My son likes his grilled cheese sandwich cut into various numbers, the number depends on his mood. His mother won't indulge his requests, but I often will. Here is the day he wanted 100:
But today he wanted the prime 719, which I obliged. When deciding which digit to eat first, he went through the choices, trying to make a composite with the digits left behind. But he quickly realized that eating any digit would leave a prime: 71, 79, 19 are all prime. Pleased with his discovery of this prime 719, he tried to find a larger one, but couldn't.
My questions:
- Do these primes have a name?
- Can you think of any more of them (clearly 23 is the smallest)?
- Are there an infinite number of them?
- Is there likely to be a way to find them short of using a computer?
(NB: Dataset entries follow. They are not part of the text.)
PR #4848, opened 2025-09-09
build(nix): rework Nix devenv

liferooter:
- Nix flake is replaced with classic `shell.nix` with inputs managed using [npins](https://github.com/andir/npins).
- Nix shell's `stdenv` is replaced with an LLVM-based one.
- Rust in Nix devenv is now managed with `rustup`, because the code requires it.
- Some unneeded dependencies are removed from Nix devenv
  - `rocksdb`, as it's vendored by crates that use it and always compiled from source.
  - `jemalloc` for the same reason.
  - `git`, because it's the way you get the repository and usually already presented on the computer of the developer.
  - `llvmPackages.clang` and `llvmPackages.libclang`, as they're provided by `stdenv`.
- Some unneeded environment variables are removed from Nix devenv
  - `IN_NIX_SHELL`, as it's always set by Nix.
  - `CC`, as it's always the default with LLVM-based `stdenv`.
- Some missing packages are added to Nix devenv
- `make typos` now prints hint instead of automatic installation of `typos` with `cargo install`, which is more agnostic to package manager. 
- Nix-specific ad-hoc code is removed, since Nix devenv now uses `rustup`


playX18 (approved):
LGTM

PR #4850, opened 2025-09-11
refactor(gtest): improve API and docs

techraed:
- Rename `ActorMailbox` to `UserMailbox`, because there's no mailbox for programs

Here is a heuristic for why we should expect there are only finitely many of these numbers. Let $P$ be the set of positive integers with your special property.
A large number $n$ is prime with probability approximately $$ \frac{1}{\log n}. $$ For a number $n$ to be in $P$, it must remain prime with the removal of each digit. Removing a digit from a number $n$ results in a number on the order of $$\frac{n}{10}.$$
A number $n$ has approximately $$\frac{\log n}{\log 10}$$ digits. As a result, the probability that $n$ is in $P$ can be approximated as $$ \left( \frac{1}{\log \frac{n}{10} } \right)^{\frac{\log n}{\log 10}} = \frac{1}{n^{\frac{\log \log (n/10)}{\log 10}}}$$ In general, if the probability of $n$ being in a set $S$ is $p(n)$ then if $$\sum_{n=1}^{\infty} p(n)$$ is finite, we can expect $S$ to be finite; if the sum is infinite, we can expect $S$ to be infinite. In the case of $P$, since the sum $$\sum_{n=2}^{\infty} \frac{1}{n^{\frac{\log \log (n/10)}{\log 10}}}$$ converges (by comparison with, say, $\displaystyle \sum_{n=1}^{\infty} \frac{1}{n^2}$) we may conclude that we should expect $P$ to be finite.
Unfortunately, this is just a heuristic, so does not constitute a proof of the finiteness of $P$, nor does it give any idea how large the largest element of $P$ might be.
Addition: I just realized that I wasn't assuming $n$ needed to be prime to be in $P$, only that it was prime after the removal of any one digit. So, my $P$ would include 27. Requiring only prime numbers in $P$ just makes the set smaller, so the above argument applies just as well is we require $P$ to only contain prime numbers.